During the winter months, slower winds in New Delhi mean Parliament disappears into acrid fog, trees acquire an extra layer of soot, and television pundits introduce a new round of speeches about a health emergency.

This month, a report found that major causes of pollution in the capital and surrounding cities, a metropolis of more than 46 million people, were construction dust, vehicular emissions and burning of agricultural waste. During the region’s smoggiest stretches, air quality can deteriorate to levels that some groups say are equivalent to smoking two packs of cigarettes a day, or around 30 times the World Health Organization’s safe limit.

The problem is not just confined to the New Delhi area. Urban centers like Mumbai, Bangalore and Patna are all struggling with filthy air, lending India the distinction of having 15 of the world’s 20 most polluted cities, according to a recent study.

Still, the country’s leaders, including Prime Minister Narendra Modi, have often remained silent about reports showing that millions of Indians have already died from living in poisonous environments.

The reasons behind that response are complicated.

Clean air has yet to catch on as a major electoral issue in India, where many of the nation’s 1.3 billion people are focused on affording food and shelter. Wealthier Indians often opt for air purifiers to buffer themselves, rather than pushing lawmakers for solutions. And severely penalizing farmers for burning dried-up rice stalks in preparation for new crops could jeopardize a key voting bank, something politicians are not keen to do.

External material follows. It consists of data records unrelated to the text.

Issue #767, opened 2021-11-18
[Feedback] Authenticator@next Confirm password, arguably a bad UX.


artidata:
In my opinion, the confirm password whether in the sign up form or reset password form of the authenticator is a bad UX. There are 2 things that I don't like. 

First, The error message is shown on the **first** character typed. Users definitely know that it doesn't match, why prompt them?   

![Screenshot 2021-11-18 10 18 34 AM](https://user-images.githubusercontent.com/20266094/142365272-bb58eddd-79c3-4757-9f95-f095066d1079.png). 

There are better ways to show the error. Facebook's report password only report such error when the number of retyped characters is larger. I personally show the error when users press the submit button. Watch here: 

https://user-images.githubusercontent.com/20266094/142366396-aca4de0a-8f77-4d8d-b73e-e6fd9e1c9097.mp4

When the government has stepped in, their solutions have sometimes bordered on parody. Last year, officials announced that the capital’s chaotic intersections would get their own air purifiers. Environmentalists said it was impossible to adequately scrub outdoor air in the middle of a congested city where cars are belching out exhaust.

V. Selvarajan, the founder of Green Circle, an environmental organization in New Delhi, said he did not think the green crackers were a publicity stunt. But he emphasized that much more needed to be done to stop year-round polluters like real estate developers, some of whom flout rules on construction in the name of development.

“Our air pollution has gone to critical levels,” he said. “We absolutely must rise to the occasion and do something. Everybody is breaking environmental protection laws.”

In Old Delhi, with its sandstone mosques and streets canopied with jumbled telephone lines, many fireworks sellers said the new eco-friendly designs were gimmicks, and that India was simply trying to show some kind of progress.

Up until this year, more than 100 shops in Old Delhi would apply for temporary licenses to sell fireworks for Diwali, but only several dozen have secured them city-wide this autumn. Employees at nine permanent stores said few people have applied so far this autumn because green crackers were unpopular and only a few designs were available.

“We used to sell nearly 100 items but now we only have two,” said Ramdass Madan, an employee at S.S. Sons Fireworks. “Our sales are 10 to 15 percent of previous years.”

Vendors said the new fireworks were more expensive to make, and that restrictions were ineffective because customers bought banned models from the black market.

In Rohtak, a few dozen miles northwest of New Delhi, there were many signs of a decaying industry.

At Srivijayalaxmi Fireworks, a skeleton crew balanced wooden trays on their heads, each one containing 200 sparklers. The workers dipped them into tubs with a murky, gray liquid, a newly approved mixture that was cleaner for the environment but shortened fireworks’ shelf lives. Finished stocks are transported to a government facility for testing.

Still, business has become so bad that Mr. Kalra, 55, planned to scrap fireworks altogether and begin manufacturing steel pipes. Another family that used to make fireworks in Rohtak recently shut down because they were not interested in the green fireworks, he said.

“I truly hope we can come up with a solution,” he said. “There is no country in the world that does not like fireworks. What is Diwali without them?”